Tem-se quatro cartas conhecidas do mestre francês para Lacerda (1906-1908), assim como citações de seu nome em missivas endereçadas a músicos, enaltecendo as qualidades de Lacerda. Nas cartas de 22 de Janeiro e 9 de Março de 1906, Debussy faz referência à ópera Fêtes de Polymnie, de Jean-Philippe Rameau (1683-1764), pois encarregado da revisão, pedira a ajuda de Lacerda para esse mister. Debussy reiteradas vezes tece elogios à regência competente do músico açoriano e ao seu trabalho de investigação musicológica: “Lacerda é um músico sólido e experiente, que poderá prestar relevantes serviços em tudo o que se refere aos coros e à orquestra. Tem, em acréscimo, o gosto e o conhecimento profundo dos velhos mestres, o que é raro em nossa época…” (carta a Albert Carré, 08/06/1906); “Aconselhei Lacerda a publicar os Chants et Danses d’un petit peuple oublié… escreverei prazerosamente o prefácio” (carta a Louis Laloy, 11/06/1906); “Permita-me recomendá-lo com ênfase, pois ele é um excelente músico, acreditando mesmo que existam poucos regentes de orquestra que poderiam prestar melhores e mais seguros serviços” (carta a sugerir Lacerda a Alexandre Émery como regente no Kursaal de Montreux, 25/08/1908). Nomeado para o posto, Lacerda recebe de Debussy a carta bem significativa quanto à escolha: “… não lhe parece preferível respirar os ares de Montreux ao invés do perfume de sacristia da Schola?” ( carta a Francisco de Lacerda, 05/09/1908).

Entende-se a ironia de Debussy, pois conhecedor da formação de Lacerda na Schola Cantorum, estabelecimento no qual Lacerda esteve a estudar a partir de 1897. Entre os fundadores da Schola estava Vincent d’Indy, que, com seus colegas, tinha como um dos postulados a restauração da música antiga. Debussy não nutria a menor simpatia pela Schola Cantorum. Se princípios indeléveis da Schola podem ser detectados na composição de Lacerda, preponderam as inovações propostas por Debussy, mormente na qualidade sonora, na essência essencial a visar ao timbre, às ressonâncias, às baixas intensidades, que ficariam indelevelmente na mente do músico português. Imitação estilística? Absolutamente não, pois essas apreensões de tendências até antagônicas possibilitaram a Lacerda o amálgama. Se o aprendizado da Schola Cantorum permaneceu como “captações formais”, poder-se-ia dizer que a influência de Debussy é patente em vários procedimentos, a preponderar o culto às sonoridades inusitadas, ao timbre seletivo.

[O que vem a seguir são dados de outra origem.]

PR #5176, opened 2016-04-05
SISRP-16006 - FERPA display message text needs confirmation

dfkaye:
https://jira.berkeley.edu/browse/SISRP-16006

### DIFF
--- a/src/assets/templates/widgets/profile/information_disclosure.html
+++ b/src/assets/templates/widgets/profile/information_disclosure.html
@@ -1,10 +1,10 @@
 <div class="cc-widget-text" data-ng-controller="InformationDisclosureController">
   <p>
-    The university's internal directory information includes personal information such as your address, email, name, phone, and portions of your academic record.
+    The university's directory information includes personal information such as your address, email, name, phone, and portions of your academic record.
   </p>
   <div data-cc-spinner-directive="ferpa.isLoading">
     <p>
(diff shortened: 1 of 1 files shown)


src/assets/templates/widgets/profile/information_disclosure.html
```diff
@@ -17,4 +17,7 @@
   <p>
     To learn more, view <a href="http://registrar.berkeley.edu/GeneralInfo/ferpa.html">UC Berkeley's policy governing disclosure of information from student records</a>.
   </p>
+  <p>
+    Public directory information can be updated at <a href="https://calnet.berkeley.edu/directory/update/index.pl">https://calnet.berkeley.edu/directory/update/index.pl</a>.
+  </p>
```
johncrossman: @dfkaye I would check with BenH or @raydavis about hiding `ferpa.deeplink.url` and CalNet URL from delegates and/or advisors.

raydavis: Thanks for the ping, @johncrossman . Neither of these links are "magic URLs", so if delegates and/or advisors are shown "profile/information_disclosure.html" at all, there's no reason to mask these particular elements. That said, I don't know why we'd show that part of the Profile to delegates or advisors. :)

johncrossman: Thanks @raydavis @dfkaye

PR #5178, opened 2016-04-05
SISRP-17477 Do not translate GRAD DIV affiliation for profile

paulkerschen:
https://jira.berkeley.edu/browse/SISRP-17477


paulkerschen:
Updated to remove rogue extra commit.

PR #5922, opened 2016-09-30
SISRP-25804 - Front-End Development for Student Overview (Advisor) - Student Success - GPA Section w/ HighCharts Graph

davidlimcheng:
https://jira.berkeley.edu/browse/SISRP-25804

* `advising_registrations.json` is unrelated, I just noticed we didn't have a dummy JSON for that feed and added one.
* The card currently does not match the "click to expand" design, due to the need for chart background to dynamically change color on mouse hover.  This is possible, but is not something I see to be a blocker for release at the moment.
* PRs for the next sections (Units, Oustanding Balance) to come.
* Lots of good stuff at the HighChartsJS [Documentation](http://api.highcharts.com/highcharts) 
* Make sure to run `npm install` after pulling this PR to your local machine to grab Highcharts from `package.json`!


src/assets/javascripts/angular/controllers/pages/userOverviewController.js
```diff
@@ -162,6 +179,45 @@ angular.module('calcentral.controllers').controller('UserOverviewController', fu
...
+      termGpa.push(term.termCumGpa);
+    });
+    if (termGpa.length < 2) {
+      return;
+    }
+    // The last element of the data series must also contain custom marker information to show the GPA.
+    termGpa[termGpa.length - 1] = {
+      y: termGpa[termGpa.length - 1],
+      dataLabels: {
+        color: termGpa[termGpa.length - 1] >= 2 ? '#2b6281' : '#cf1715',
```
raydavis: It's unusual for us to inline color codes. Is this difficult to implement with CSS?

davidlimcheng: @raydavis Unfortunately, the Highcharts options for markers do not have an option to apply CSS stylings:

```
marker: {
enabled: null
fillColor: undefined
height: null
lineColor: "#ffffff"
lineWidth: 0
radius: 4
states: {
hover: {…}
select: {…}
}
symbol: undefined
width: null
}
```

davidlimcheng: Ah but I see that the options for dataLabels do!  

```
dataLabels: {
align: "center"
allowOverlap: false
backgroundColor: undefined
borderColor: undefined
borderRadius: 0
borderWidth: 0
className: undefined
```

This means that I can hopefully change this to CSS, and I see that the line option has a className option as well.  Let me give it a shot, and amend if it works out.

src/assets/javascripts/angular/controllers/pages/userOverviewController.js
```diff
@@ -32,6 +32,23 @@ angular.module('calcentral.controllers').controller('UserOverviewController', fu
...
+  };
+  $scope.studentSuccess = {
+    gpaChart: {
+      xAxis: {
+        floor: 0,
+        visible: false
+      },
+      yAxis: {
+        min: 0,
+        max: 4.0,
```
lyttam: Is 4.0 an absolute max? Or is there a case where it might change?

src/assets/javascripts/angular/controllers/pages/userOverviewController.js
davidlimcheng: OK, after researching and trying out the options for a bit, I was able to apply a CSS class at the chart-container level, which applies to the line color - so I was able to get rid of the inline color in the directive.  For the data label and markers though, this must be done through [styled mode](http://www.highcharts.com/docs/chart-design-and-style/style-by-css), and unfortunately even then, the marker cannot access any CSS classes.

src/assets/javascripts/angular/controllers/pages/userOverviewController.js
davidlimcheng: Great question - judging from the [GPA Calculator](https://github.com/ets-berkeley-edu/calcentral/blob/master/src/assets/javascripts/angular/controllers/widgets/academicsGpaController.js) it looks like 4.0 is the absolute max, but I'll validate with the functional teams as well.

src/assets/javascripts/angular/factories/advisingFactory.js
```diff
@@ -15,6 +15,9 @@ angular.module('calcentral.factories').factory('advisingFactory', function(apiSe
   var urlAdvisingResources = '/api/advising/resources/';
   // var urlAdvisingResources = '/dummy/json/advising_resources.json';
   var urlAdvisingRegistrations = '/api/advising/registrations/';
+  // var urlAdvisingRegistrations = 'dummuy/json/advising_registrations.json';
```
lyttam: Just a lil typo: dummuy

src/assets/javascripts/angular/controllers/pages/userOverviewController.js
raydavis: Even "A+" grades are mapped to 4.0 at UC Berkeley, so I'm pretty sure that's a safe max for the graph.

src/assets/javascripts/angular/factories/advisingFactory.js
davidlimcheng: =O nice catch, amended.

raydavis:
Thanks, @davidlimcheng , I look forward to seeing this one in action. I'll merge as soon as Travis finishes ruminating.

src/assets/javascripts/angular/controllers/pages/userOverviewController.js
```diff
@@ -162,6 +179,45 @@ angular.module('calcentral.controllers').controller('UserOverviewController', fu
...
+        }
+      },
+      marker: {
+        enabled: true,
+        fillColor: termGpa[termGpa.length - 1] >= 2 ? '#2b6281' : '#cf1715',
+        radius: 3,
+        symbol: 'circle'
+      }
+    };
+    $scope.highCharts.dataSeries.push(termGpa);
```
lyttam: You might want to consider making this name more generic ($scope.highCharts) in case we decide to swap out highcharts for a different charting library in the future.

Considere-se que a dedicação à regência em alto nível foi um dos motivos da criação restrita, mas reveladora das qualidades escriturais de um grande mestre. Composições para piano, canto e piano, orquestra, orquestra e canto, câmara, coro, órgão…, geralmente de curta duração, constituem um legado significativo para a música portuguesa.

No próximo post abordarei a obra para piano de Francisco de Lacerda e determinadas características estilísticas de suas esmeradas miniaturas, presença de um estilo personalíssimo.

This is the first of two posts addressing Francisco de Lacerda (1869-1934), one of the most prominent figures of the Portuguese classical music in the late 19th and early 20tth centuries, with a brief biography, his role as composer and conductor, his relationship with Claude Debussy, who would be an indelible influence in his works as a composer. The contents of the two posts are part of a talk on Lacerda I will give at the Consulate-General of Portugal in São Paulo on October 19, followed by a recital with Lacerda’s music for piano in the Ateneu Paulistano concert hall on October 26.